Pose Name: Head-to-Knee Pose (also known as Pyramid Pose or Intense Side Stretch Pose)
Sanskrit Name: Parshvottanasana
- Begin in a wide-legged stance. Turn your right toes forward to face the top of your mat; place your left foot at a 45 to 60 degree angle, and turn your hips to face front. (This is the same basic stance as Warrior I Pose.)
- Reach your arms up overhead and stretch. Fold forward, bringing your fingertips to rest on the floor on either side of your front leg. (Less flexible students can place their hands on a pair of blocks if they can’t quite touch the floor; more advanced students can bring their hands into reverse prayer behind their backs before bending forward, or can simply cross the arms behind the back and grasp opposite elbows if reverse prayer is too much.)
- Keep the back leg straight and firm. Work on straightening the front leg. If you can’t quite get the front leg straight, it’s okay to bend it slightly.
- At first, keep the torso parallel to the floor. Then, if you have the flexibility, you can bend further while keeping the hips aligned and the spine straight.
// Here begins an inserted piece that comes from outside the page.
PR #38, opened 2021-10-20
OEL-601: Theming search box button with icon

escuriola:
Jira:
- https://citnet.tech.ec.europa.eu/CITnet/jira/browse/OEL-601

- Although this is called “Head to Knee” pose, don’t focus on trying to bring your head to your knee. Instead, work on bringing your chin toward your shin – this will help to keep you aligned properly.
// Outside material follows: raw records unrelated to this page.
PR #807, opened 2026-08-08
fix: migrate stale gpt-5.x model pins, not just pre-gpt-5 ones

### LINKED ISSUE #798: Config migration misses the gpt-5 line, so existing installs silently stay on gpt-5.4
`migrate_provider_config` rewrites stale model pins in a user's `~/.claude-octopus/config/providers.json`, but its rewrite map is a full generation behind. Real installs therefore keep running the model they were first configured with, while the docs promise the current one.

## Evidence from a live machine

```
$ jq '.providers.codex' ~/.claude-octopus/config/providers.json
default        gpt-5.4
fallback       gpt-5.4
spark          gpt-5.4
mini           gpt-5.4
reasoning      o3
large_context  gpt-5.4
```

`CLAUDE.md` documents GPT-5.6 Sol as the frontier default and `model-resolver.sh:66-68` agrees. This machine silently runs `gpt-5.4` on every codex dispatch, and `o3` for reasoning.

## Root cause

`scripts/lib/provider-routing.sh:435-447` rewrites only:

- `gpt-4o*`
- `o1-*`
- `gemini-1.5-*`
- `gemini-2.0-*`

There is no case for the `gpt-5.x` line, so `gpt-5.4` is not recognised as stale and is left alone.

Second limitation in the same function: it only inspects `.providers.codex.*` and `.providers.gemini.*` (`:424-432`). No other provider's pins are ever migrated, so a stale `perplexity`, `opencode` or `agy` pin persists indefinitely.

## Why this matters more than a stale default

A wrong *default* affects new installs. A missing *migration* affects every existing install, permanently, and is invisible — the user sees no error, just an older model's output. Anyone who configured Octopus before the GPT-5.6 refresh (`972d9597`, 2026-07-27) is still on 5.4 today.

## Suggested fix

Extend the rewrite map to the gpt-5 line and widen the provider scope beyond codex/gemini. Consider driving the map from the model catalog rather than a hand-maintained case list, so a model marked legacy in `models.sh` is migrated automatically — the same derivation argument as #797.

nyldn:
## Description
`migrate_provider_config`'s stale-model rewrite map (`scripts/lib/provider-routing.sh:437-447`) only recognized `gpt-4o`/`gpt-4-turbo`/`o1-*`/`chatgpt-*` as stale for codex — there was no case for the gpt-5.x line itself. An install pinned to `gpt-5.4` (or any other pre-GPT-5.6 point release: `gpt-5.5`, `gpt-5.4-pro`, `gpt-5.3-codex`, `gpt-5.2-codex`, `gpt-5.1-codex-max`) was never recognized as stale and stayed on it permanently, silently — even though `CLAUDE.md` and `model-resolver.sh`'s `codex_default_model()` both document `gpt-5.6-sol` as current since the GPT-5.6 refresh (`972d9597`, 2026-07-27). Unlike a wrong *default* (which only affects new installs), a missed *migration* affects every existing install forever.

## Type of Change
- [x] Bug fix
- [ ] New feature
- [ ] Documentation update
- [ ] Refactoring
- [ ] Other (describe):

## Fix
Added a case arm matching the `gpt-5.5`/`5.4`/`5.3-codex`/`5.2-codex`/`5.1-codex-max` prefixes, rewriting them to `gpt-5.6-sol` via the same `jq --arg` path already used for the existing entries. The new globs don't overlap `gpt-5.6-*` itself, so already-current configs are left untouched (covered by a test case).

### Scope note
The issue also flags a second, separate limitation: `stale_paths` only inspects `.providers.codex.{default,fallback}` and the gemini equivalents, so `codex.spark`/`mini`/`reasoning`/`large_context` and every non-codex/gemini provider's pins are never migrated at all. That's a materially larger change (it needs a staleness definition per provider/slot) and is left as follow-up rather than guessed at here. This fix is scoped to the issue's primary, clearly-evidenced symptom — the live-machine repro showing `gpt-5.4` surviving migration on every codex slot the function *does* check. The gap is documented explicitly with a regression test asserting `codex.spark` is **not** touched by this change, so a future widening of `stale_paths` updates that assertion instead of silently leaving it stale itself.

## Checklist
- [x] Shell scripts pass `bash -n scripts/*.sh scripts/lib/*.sh scripts/helpers/*.sh`
- [x] New/changed file permissions unchanged (`git diff origin/main...HEAD --summary` has no mode changes; new test file created at the standard `755`)
- [ ] OpenClaw registry in sync (not applicable — no OpenClaw-facing surface touched)
- [ ] New skills/commands registered in `plugin.json` (not applicable)
- [ ] Version bump (left for a release PR per repo convention)
- [ ] CHANGELOG.md updated (left for a release PR, per repo convention of batching fix entries)

## Testing
Added `tests/unit/test-migrate-stale-gpt5-line.sh`, reproducing the issue's exact live-machine `providers.json` (every codex slot pinned to `gpt-5.4`) against a real `migrate_provider_config()` run. Verified the test fails on unmodified `main` (2/6 cases fail: `codex.default`/`codex.fallback` stay at `gpt-5.4`) and passes with this fix (6/6).

```
bash tests/unit/test-migrate-stale-gpt5-line.sh   # 6/6 pass (was 4/6 on main)
```

Also ran the 18 other unit tests that source `provider-routing.sh` or call `migrate_provider_config` — all pass, no regressions:
```
test-agent-command-validation, test-agy-provider, test-agy-research-defaults,
test-claude-sdk-provider, test-codex-pull-guard, test-codex-sandbox-mode,
test-commandcode-harness, test-credential-isolation, test-dispatch-round-trip,
test-gemini-via-agy-consent, test-grok-provider, test-openai-compatible-agent,
test-provider-history-toggle, test-provider-registry-contracts,
test-provider-registry-parity, test-provider-registry, test-quota-fast-fail,
test-role-mapping-v929
```

Did not run the full `make test-unit`/`make test-integration` suite in this sandbox (a full run exceeded the available command timeout here); the targeted set above covers every suite that touches the changed function, consistent with "if the change is tiny and integration is irrelevant, run only the directly affected tests."

## Related Issues
Closes #798

---
_Generated by [Claude Code](https://claude.ai/code/session_01LSqUF4TbRc24GztjZueTqm)_

## Summary by CodeRabbit

* **Bug Fixes**
  * Updated migration handling for outdated GPT-5.x and Codex model names.
  * Preserved current Gemini, GPT-5.6, and supported tier-specific model configurations.
  * Improved handling of unsupported model paths without changing valid provider settings.

* **Tests**
  * Added regression coverage for stale model defaults, fallback behavior, preserved configurations, and unsupported model paths.

### DIFF
--- a/scripts/lib/provider-routing.sh
+++ b/scripts/lib/provider-routing.sh
@@ -445,8 +445,9 @@ EOF
                 replacement="gemini-3-pro-image" ;;  # shutdown 2026-06-25 (codex review)
             gpt-4o*|gpt-4-turbo*|gpt-4-*|o1-*|chatgpt-*)
                 replacement="gpt-5.6-sol" ;;
-            gpt-5.5*|gpt-5.4*|gpt-5.3-codex*|gpt-5.2-codex*|gpt-5.1-codex-max)
-                replacement="gpt-5.6-sol" ;;  # gpt-5.x line predates the GPT-5.6 refresh (#798); gpt-5.6-* itself doesn't match these globs
+            gpt-5.5|gpt-5.5-pro|gpt-5.4|gpt-5.4-pro|gpt-5.3-codex|gpt-5.2-codex|gpt-5.1-codex-max)
+                replacement="gpt-5.6-sol" ;;  # gpt-5.x line predates GPT-5.6 (#798). Exact names, not wildcards —
+                                               # gpt-5.4-mini/gpt-5.3-codex-spark are distinct current tiers, not stale
         esac
 
         if [[ -n "$replacement" ]]; then
--- a/scripts/lib/provider-routing.sh
+++ b/scripts/lib/provider-routing.sh
@@ -445,6 +445,8 @@ EOF
                 replacement="gemini-3-pro-image" ;;  # shutdown 2026-06-25 (codex review)
             gpt-4o*|gpt-4-turbo*|gpt-4-*|o1-*|chatgpt-*)
                 replacement="gpt-5.6-sol" ;;
+            gpt-5.5*|gpt-5.4*|gpt-5.3-codex*|gpt-5.2-codex*|gpt-5.1-codex-max)
+                replacement="gpt-5.6-sol" ;;  # gpt-5.x line predates the GPT-5.6 refresh (#798); gpt-5.6-* itself doesn't match these globs
         esac
 
         if [[ -n "$replacement" ]]; then
--- a/tests/unit/test-migrate-stale-gpt5-line.sh
+++ b/tests/unit/test-migrate-stale-gpt5-line.sh
@@ -89,8 +89,41 @@ assert_stale_model_migrates() {
     [[ "$val" == "gpt-5.6-sol" ]] && test_pass || test_fail "expected gpt-5.6-sol, got: $val"
 }
 
-for stale_model in gpt-5.5 gpt-5.4-pro gpt-5.3-codex gpt-5.2-codex gpt-5.1-codex-max; do
+for stale_model in gpt-5.5 gpt-5.5-pro gpt-5.4-pro gpt-5.3-codex gpt-5.2-codex gpt-5.1-codex-max; do
     assert_stale_model_migrates "$stale_model"
+done
+
+# Regression for a review finding on this fix (#807): the first pass used
+# gpt-5.4*/gpt-5.3-codex* wildcards, which also matched gpt-5.4-mini (budget
+# tier) and gpt-5.3-codex-spark (spark tier) — still-current, differently
+# tiered models a user may have deliberately pinned, not stale defaults. The
+# fix narrowed the case arm to exact names; these must NOT migrate.
+assert_current_tier_variant_is_untouched() {
+    local current_model="$1"
+    local fixture_home="$TEST_TMP_DIR/home-untouched-$current_model"
+    local fixture_file="$fixture_home/.claude-octopus/config/providers.json"
+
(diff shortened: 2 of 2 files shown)


nyldn:
Addressed the review finding in acf0852b by adding table-driven migration coverage for every stale GPT-5 pattern handled by the implementation: gpt-5.5, gpt-5.4-pro, gpt-5.3-codex, gpt-5.2-codex, and gpt-5.1-codex-max.

Verification: targeted Bash 3.2 suite passes 11/11; `make sync-check` passed; full `make ci-local` reached 241/242 unit suites with the pre-existing intermittent `test-v8.2.0-agent-fields.sh` failure, which passes 30/30 in isolation.

nyldn:
Addressed the "Exclude active GPT-5.x model variants" finding in 242b3f88 — good catch, that was a real bug: `gpt-5.4*`/`gpt-5.3-codex*` also matched `gpt-5.4-mini` (budget tier) and `gpt-5.3-codex-spark` (spark tier), which would have silently forced those onto premium `gpt-5.6-sol` if a user had them pinned. Narrowed to exact model names per your suggestion; added regression tests that fail against the wildcard version and pass against the fix.

Skipping the `provider-lockout.sh` silent-failure finding (lines 612-616): that code is outside this PR's diff — it predates this change (introduced by #803, a separate provider-lockout extraction) and isn't touched by the gpt-5.x migration fix here. Changing its error-handling behavior is a legitimate concern but belongs in its own PR against #803's code, not bundled into an unrelated bugfix.

---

- Check in with your torso alignment: the midline of the torso should be above the line of the inner thigh. More flexible students can rotate to bring the midline of the torso over the midline of the thigh.
- Keep breathing. Work on lengthening the spine as you inhale and folding deeper on your exhales.
- Press strongly through the back leg to return to standing. Rise up slowly to avoid getting dizzy. Repeat the pose on the other side.
Head-to-knee pose really stretches out the front leg, which is great when the backs of the knees or calves are tight. The pose also stretches the spine, improves posture and balance, and stimulates the abdominal organs.
Those with knee injuries may want to avoid this pose. Those with a back injury or high blood pressure can try a modified form of the pose: practice facing a wall, and instead of bending all the way forward, bend just enough so that the torso is parallel to the floor and then press your palms into the wall for support.
My Experience with Head-to-Knee Pose:
I never practiced this pose before coming to my current yoga studio, and I’ve struggled for a long time to figure out exactly what should be going on in this pose – which way are the hips facing? Should I feel so uncomfortable in this pose; am I doing it right? It seems like such a simple pose, but I continue to struggle with it. After working on asanas during October’s teacher training weekend, I understood this pose better, but I still feel some confusion when I try to teach it, so I wanted to spend a little more time learning about this pose.